PR #642, opened 2026-04-01
641 multiple recalls

### LINKED ISSUE #641: Support multiple recall blocks
- Commands should allow multiple recall blocks.
- Recall blocks can be named.
- Recall blocks can accept arguments.
- Extend `check` syntax to allow specifying recall block, e.g. `check ... or recall foo(1, "fail")`.
- This syntax is only allowed in `policy` blocks.
- Default unnamed block still allowed. It does not accept arguments.
- Default `check` statement still allowed, and continues to work in all contexts.
- Similar recall syntax for `check_upwrap`.

Discussion here: https://github.com/aranya-project/aranya-core/discussions/433

apetkov-so:
- Policies can define more than one recall block, and they can accept arguments.
- All blocks must be named.
- Added `recall` statement that invokes the named block.
- `check` no longer exits; it now has a required `else` clause with a terminal expression (e.g. `recall` or `return`)


apetkov-so:
We haven't extended the check_unwrap operator so far. Unlike the check statement, check_unwrap is a prefix operator, and we can't just stick `or recall` after it, e.g. `let x = check_unwrap ... or recall foo()`. Maybe we can change it to a postfix operator, but that's a breaking change. 🤔

apetkov-so:
I don't like all the `else todo()`s... We should probably land the unit type, action results first.

jdygert-spok:
Can't we continue to allow bare `check <cond>` in actions for now?

apetkov-so:
> Can't we continue to allow bare `check <cond>` in actions for now?

Not after we made the else clause mandatory. We should probably land actions-return-results first, then undo all those `else todo()`s. Edit: I mean replace them with `return Err(...)`.

Still no good way to check in open/seal though.

jdygert-spok:
We can keep the else mandatory in policy context, but just allow bare check in actions for now. Check in actions doesn't recall anyways, so it doesn't matter that there's no default recall block.

apetkov-so:
1. I think we should require the else clause in command policies. Otherwise we'd exit without invoking a recall since there is no longer a default recall block. This is because check failure compiles to `Exit(ExitReason::Check(None))`
2. And `check_unwrap` also exits with reason `Check(None)`, meaning no more default recall.

This needs more speccing.

crates/aranya-policy-compiler/src/compile/lower.rs
```diff
@@ -1042,6 +1046,53 @@ impl CompileState<'_> {
...
+    fn lower_recall_call(
+        &mut self,
+        fc: &FunctionCall,
+        cmd: &aranya_policy_ast::CommandDefinition,
+    ) -> Result<thir::FunctionCall, CompileError> {
+        // Find the matching recall block in the command definition
+        let recall_block = cmd
+            .recalls
+            .iter()
+            .find(|rb| rb.identifier.as_str() == fc.identifier.as_str())
```
chip-so: I guess it's the same but I'd do `identifier.inner` instead of `.as_str()` to make it more clear.

crates/aranya-policy-compiler/src/compile/lower.rs
```diff
@@ -1475,7 +1526,27 @@ impl CompileState<'_> {
...
-                    thir::StmtKind::Check(thir::CheckStatement { expression: et })
+
+                    // Lower else expression
+                    let else_expression = match &s.else_expression {
+                        Some(expr) => {
+                            let lowered = self.lower_expression(expr)?;
+                            if !matches!(lowered.vtype.inner, TypeKind::Never) {
+                                return Err(self.err_loc(
+                                    CompileErrorType::InvalidType(String::from(
+                                        "check else clause must be terminal (type Never)",
```
chip-so: I've got mixed feelings about describing "never" in an error message. I'm not sure if it would be nicer to the programmer to describe the (kind of type theoretically obtuse) never type in our documentation, or describe exactly the types of expressions which are valid (`return`, `recall`, `todo()`).

crates/aranya-policy-compiler/src/compile.rs
```diff
@@ -883,14 +901,19 @@ impl<'a> CompileState<'a> {
...
-                // branch to if the check succeeds is the
-                // instruction after that - current instruction + 2.
-                let next = self.wp.checked_add(2).assume("self.wp + 2 must not wrap")?;
-                self.append_instruction(Instruction::Branch(Target::Resolved(next)));
-                self.append_instruction(Instruction::Exit(ExitReason::Check));
+
+                // Reserve space for the branch instruction. We'll go back and update its target
+                // after we know where the success path begins.
+                let branch_wp = self.wp;
+                self.append_instruction(Instruction::Branch(Target::Resolved(0)));
```
chip-so: You should just insert a `Target::Unresolved` with an anonymous label. This kind of unknown target is why that mechanism exists.

crates/aranya-policy-compiler/src/compile.rs
```diff
@@ -1853,13 +1952,11 @@ impl<'a> CompileState<'a> {
 
         for function_def in &self.policy.functions {
             self.compile_function(function_def)?;
-            self.exit_statement_context();
```
chip-so, line 1857: Wait, so was this just getting called extra times and we didn't notice?

crates/aranya-policy-compiler/src/compile.rs
```diff
@@ -1206,27 +1248,84 @@ impl<'a> CompileState<'a> {
...
 
+    /// Returns a unique recall block name for the given command and recall name.
+    /// The name follows the format: `<command>_recall_<name>`.
+    fn command_recall_name(
+        &self,
+        command: &ast::CommandDefinition,
+        recall_name: &Ident,
+    ) -> Result<Identifier, CompileError> {
+        format!(
+            "{}_recall_{}",
```
chip-so: I think the `_recall_` part here is redundant, since this should only show up in `LabelType::Recall` labels.

chip-so (commented):
Overall this looks really good.

crates/aranya-policy-compiler/src/compile.rs
apetkov-so: Yeah. 😳 `pop` on empty `statement_context` vec simply returns `None`; no panic. We never noticed because nothing reads the statement stack between function compilations, and each one (`compile_function`, `compile_finish_function`, `compile_action`) did their own context enter/exit logic. And this stack is only at compile-time, it doesn't affect the machine's stack.

chip-so (dismissed):

crates/aranya-policy-ast/src/ast.rs
```diff
@@ -28,6 +28,13 @@ where
     }
 }
 
+impl Spanned for Text {
+    fn span(&self) -> Span {
+        // TODO: we should add spans for text literals
+        Span::empty()
+    }
+}
+
```
jdygert-spok: Unused?

crates/aranya-policy-compiler/src/compile.rs
```diff
@@ -1206,27 +1246,80 @@ impl<'a> CompileState<'a> {
         Ok(())
     }
 
+    /// Returns a unique recall block name for the given command and recall name.
+    /// The name follows the format: `<command>_<name>`.
+    fn command_recall_name(
```
jdygert-spok, line 1253: This is probably fine for now, but this breaks for a case like this:

```
command a { recall b_c() {} }
command a_b { recall c() {} }
```

crates/aranya-policy-compiler/src/compile.rs
```diff
@@ -1188,6 +1212,22 @@ impl<'a> CompileState<'a> {
...
+        let context = self.get_statement_context()?.clone();
+        let n = match &context {
+            StatementContext::CommandPolicy(cmd) | StatementContext::CommandRecall(cmd) => {
+                Some(self.command_recall_name(cmd, &recall.identifier)?)
+            }
+            _ => None,
+        };
+        self.append_instruction(Instruction::Exit(ExitReason::Check(n)));
+        Ok(())
+    }
```
jdygert-spok: Let's store the command name in `thir::StmtKind::Recall` so we don't have to look in the context here.

crates/aranya-policy-compiler/src/compile.rs
```diff
@@ -1206,27 +1246,80 @@ impl<'a> CompileState<'a> {
...
+            // define args, like compile_function
+            for arg in recall_block.arguments.iter().rev() {
+                self.ensure_type_is_defined(&arg.ty)?;
+                self.append_var(arg.name.inner.clone(), arg.ty.clone())?;
+            }
+
+            self.compile_statements(&recall_block.statements, Scope::Same)?;
+            self.identifier_types.exit_function();
+            self.exit_statement_context();
+            self.append_instruction(Instruction::Exit(ExitReason::Normal));
```
jdygert-spok:
```suggestion
            let params = recall_block
                .arguments
                .iter()
                .cloned()
                .chain([param::this(command.identifier.clone()), param::envelope()])
                .collect::<Vec<_>>();

            self.enter_statement_context(StatementContext::CommandRecall(command.clone()));
            self.compile_function_like(
                &params,
                None,
                recall_block.span,
                &recall_block.statements,
                Label::new(full_name, LabelType::CommandRecall),
            )?;
            self.append_instruction(Instruction::Exit(ExitReason::Normal));
            self.exit_statement_context();
```

crates/aranya-policy-compiler/src/compile.rs
```diff
@@ -1188,6 +1212,22 @@ impl<'a> CompileState<'a> {
         Ok(())
     }
 
+    fn compile_recall(&mut self, recall: thir::FunctionCall) -> Result<(), CompileError> {
```
jdygert-spok: It's interesting to consider an alternative way we could do the recall:

```
exit check
jump <recall 'Foo_bar'>
```

Then instead of calling into the vm by supplying the recall name from the check failure, you just resume the vm and it would then jump to the recall. That also means we could just make these temporary labels since they would only be internal.

crates/aranya-policy-lang/src/lang/parse/snapshots/aranya_policy_lang__lang__parse__tests__parse_policy_test.snap
jdygert-spok, line 1: extra file?

crates/aranya-policy-compiler/src/compile.rs
apetkov-so: Do you mean we could call other commands' recalls? That shouldn't be possible, because the recall statement takes the unmangled block name.

jdygert-spok: We would try to define the `a_b_c` label twice, causing a compile error.

crates/aranya-policy-compiler/src/compile.rs
jdygert-spok: Based on our rust call today we could just call the recall directly without exiting since we don't need to yield to the caller since we decided to always call the recall regardless of whether we are at the origin perspective.

crates/aranya-policy-ast/src/ast.rs
apetkov-so: removed

crates/aranya-policy-lang/src/lang/parse/snapshots/aranya_policy_lang__lang__parse__tests__parse_policy_test.snap
apetkov-so: removed

crates/aranya-policy-compiler/src/compile.rs
apetkov-so: Ok, #678.

crates/aranya-policy-compiler/src/compile.rs
apetkov-so: Added #679.

chip-so (dismissed):

chip-so (dismissed):

chip-so (dismissed):

crates/aranya-runtime/src/vm_policy.rs
```diff
@@ -395,15 +400,21 @@ impl<CE: aranya_crypto::Engine> VmPolicy<CE> {
...
         this_data: Struct,
         envelope: Envelope<'_>,
+        recall_block_name: Identifier,
     ) -> Result<(), PolicyError>
     where
         M: MachineIO<MachineStack>,
     {
-        match rs.call_command_recall(this_data, envelope.into()) {
+        // NOTE Can recall actually fail?
+        match rs.call_command_recall(this_data, envelope.into(), recall_block_name) {
```
djohnson-spideroak: is this question resolved?

crates/aranya-policy-compiler/src/compile/lower.rs
```diff
@@ -1124,6 +1132,49 @@ impl CompileState<'_> {
...
+                self.err(NotDefined(note, fc.identifier.span))
+            })?;
+
+        let arg_defs = recall_block.arguments.as_slice();
+
+        let mut arguments = Vec::new();
+        for (i, (param, arg_e)) in arg_defs.iter().zip(fc.arguments.iter()).enumerate() {
+            let arg_te = self.lower_expression(arg_e)?;
+            if !arg_te.vtype.fits_type(&param.ty) {
+                let _ = i; // index unused beyond optional context
```
jdygert-spok: nit: remove `enumerate` ?

crates/aranya-policy-compiler/src/tests.rs
jdygert-spok, line 1: Is there a reason not to make these file tests?

crates/aranya-policy-compiler/src/tests.rs
```diff
@@ -197,3 +209,139 @@ fn test_validate_publish() {
...
+            seal { return todo() }
+            open { return todo() }
+            policy {
+                finish {}
+            }
+            recall default() {
+            }
+            recall foo() {
+            }
+        }"#,
```
jdygert-spok: `default` isn't special anymore.

crates/aranya-policy-compiler/src/tests.rs
```diff
@@ -197,3 +209,139 @@ fn test_validate_publish() {
...
+
+#[test]
+fn test_check_statement() {
+    let text = r#"
+        action test_action() {
+            // Basic check statement
+            check true
+            
+            // Check with else clause
+            check true
```
jdygert-spok: Doesn't use `else` clause.

crates/aranya-policy-compiler/tests/data/commands/recall_duplicate_unnamed_already_defined.fail.snap
```diff
@@ -0,0 +1,9 @@
+---
+source: crates/aranya-policy-compiler/tests/tests.rs
+expression: error
+---
+error: unknown error
+   |
+10 | /     recall {
+11 | |     }
+   | |_____^ recall block 'default' for command 'Cmd' defined more than once
```
jdygert-spok: nit: this should be `AlreadyDefined` error.

crates/aranya-policy-compiler/tests/data/commands/recall_in_recall_invalid_context.fail.snap
```diff
@@ -0,0 +1,8 @@
+---
+source: crates/aranya-policy-compiler/tests/tests.rs
+expression: error
+---
+error: unknown error
+  |
+9 |         check true else recall foo()
+  |                         ^^^^^^^^^^^^ `recall` is only valid in command `policy` blocks
```
jdygert-spok: nit: this should not be unknown error. Maybe `InvalidExpression`?

crates/aranya-policy-compiler/tests/data/commands/recall_or_recall_invalid_context.fail.snap
jdygert-spok, line 1: no input file for this

crates/aranya-policy-compiler/tests/data/commands/recall_duplicate_unnamed_already_defined.fail.snap
jdygert-spok, line 1: no input file for this.

crates/aranya-policy-compiler/src/tests.rs
jdygert-spok: I think they might all be already covered by the added file tests.

crates/aranya-policy-vm/tests/vm.rs
jdygert-spok, line 1: Looks like there are some tests to update here. Or move to another PR?

crates/aranya-runtime/src/vm_policy.rs
apetkov-so: Removed the comment. Recalls can indeed panic or check-exit, e.g. as a result of `unwrap`, `todo`, or `check`, which are all allowed in check contexts.

crates/aranya-policy-compiler/tests/data/commands/recall_duplicate_unnamed_already_defined.fail.snap
apetkov-so: Removed. We don't have unnamed recalls anymore.

crates/aranya-policy-compiler/tests/data/commands/recall_or_recall_invalid_context.fail.snap
apetkov-so: Removed. The `or recall` clause was replaced with the `else` clause.

crates/aranya-policy-compiler/src/tests.rs
apetkov-so: All cases are already covered by other tests. Removed.

crates/aranya-policy-compiler/src/tests.rs
apetkov-so: Added else clause, and converted to policy tests

crates/aranya-policy-compiler/src/tests.rs
apetkov-so: All recall tests are now policy files.

chip-so (dismissed):

crates/aranya-policy-vm/tests/vm.rs
```diff
@@ -1566,6 +1616,99 @@ fn test_coalesce_or() -> anyhow::Result<()> {
     Ok(())
 }
 
+// Closes https://github.com/aranya-project/aranya-core/issues/530:
+// "Test that wrapping and unwrapping nested optionals works properly, and
+// we can correctly distinguish e.g. `None` and `Some(None)`."
+#[test]
+#[ignore = "blocked on aranya-project/aranya-core#632 lifting nested-option restriction"]
```
jdygert-spok: @apetkov-so what's the plan for these 3 ignored tests?

apetkov-so: Oops, that was for a different ticket. I'll remove it. But what do you mean by "3", there's only one?
Edit: Oh, the "rebase WIP" tests. I'll see if we still need them.

jdygert-spok (approved):

chip-so (approved):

++++++++

Find each line of the data above that holds the word "Edit", then copy it.

**WORKED SOLUTION:**
Not after we made the else clause mandatory. We should probably land actions-return-results first, then undo all those `else todo()`s. Edit: I mean replace them with `return Err(...)`.
Edit: Oh, the "rebase WIP" tests. I'll see if we still need them.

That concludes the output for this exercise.